Вот, дорогие зарубежные коллеги профессора Лапина, что кроется за милой шуткой относительно Russian time. He кажется ли вам оскорбительным разделение единой и неделимой науки на две неравные половины? Не угнетает ли вас судьба тех ваших товарищей, чьи речи, по словам поэта, «за десять шагов не слышны»? Может быть, вам все-таки стоит громко и внятно произнести по этому поводу какие-нибудь слова? Вольтер считал время ученого самым драгоценным временем в мире. Не пора ли понять, что Russian time — это не только время, потерянное русскими учеными, это потеря всего человечества.
Глава 6
Вавилонская башня с пятиконечной звездой
Ничто так не прихотливо, как Ташкент, твердо решивший не выходить из безазбучности и в то же время уже порастлившийся примесью цивилизации.
М. Е. Салтыков-Щедрин Полн. собр. соч., т. 10, стр. 30.С доктором медицинских наук Михаилом Сионовичем Софиевым я познакомился лет двадцать назад в Ташкенте. Оливковая кожа моего нового знакомца свидетельствовала о местном его происхождении, а отчество уточняло место рождения: еврей из Бухары профессор Софиев весь свой век прожил в Узбекистане. Как врач и ученый он посвятил себя изучению эпидемических болезней Средней Азии. Его рассказы о борьбе с пендинской язвой, риштозом, малярией и другими бичами здешних мест звучали увлекательнее детективного романа. Главное удовольствие от общения с Софиевым состояло в том, что в науке он знал множество деталей, ибо все делал сам и до всего доходил сам. К тому же Михаил Сионович был просто добр, что украшает всякого человека, в том числе и ученого.

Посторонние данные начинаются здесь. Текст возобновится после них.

PR #133, opened 2021-06-02
[types] add custom json message to keyval

asraa:
This adds a custom json message to `KeyValue`. By the specification, `KeyValue` must contain the public data associated with the key, and here I'd like to extend it to include information other than the Public bytes associated with the key:

I'd like to include a hardware and device cert for the offline keys generated, and attach their certificates in the KeyValue in the root metadata. It seems appropriate to attach it to the Key. 

WDYT? Happy to make a PR in the python repository as well, the change will actually need to be in securesystemslib https://github.com/secure-systems-lab/securesystemslib/blob/1983feda61da8a9ce8c6d2bc0955c1d2be08ad6f/securesystemslib/formats.py#L179

### DIFF
--- a/data/types.go
+++ b/data/types.go
@@ -61,7 +61,8 @@ func (k *Key) ContainsID(id string) bool {
 }
 
 type KeyValue struct {
-	Public HexBytes `json:"public"`
+	Public HexBytes         `json:"public"`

Итак, мы мирно беседовали в его кабинете на кафедре эпидемиологии Ташкентского медицинского института, когда в дверь постучали. Собственно, даже не постучали, а поскреблись. Так царапает дверь собака, требующая, чтобы ее пустили в комнату. Будто ничего не слыша, Софиев продолжал разговор, Я удивился: кто-то явно просил профессора о внимании, а он… «Собачья лапа» снова прошлась по двери.
Софиев слышал царапанье у себя за спиной, но демонстративно игнорировал его. Только нетерпеливо подергивающаяся бровь показывала: ученый неспокоен. Дверь между тем начала медленно приоткрываться. В щель просунулась, нет, нет, не лапа, а маленькая смуглая рука, потом заглянуло юное вполне человеческое личико. Наконец, дверь открылась настолько, что в нее одна за другой смогли протиснуться три девушки в длинных восточного покроя платьях, в цветастых платках. Гостьи молча замерли у порога. Софиев продолжал демонстративно не замечать их. Одна девушка засопела и стала тоненько повизгивать. Две другие тоже принялись хлюпать носами. Не поворачивая головы, Софиев спросил их о чем-то по-узбекски. Девушки ответили сквозь слезы и зарыдали пуще.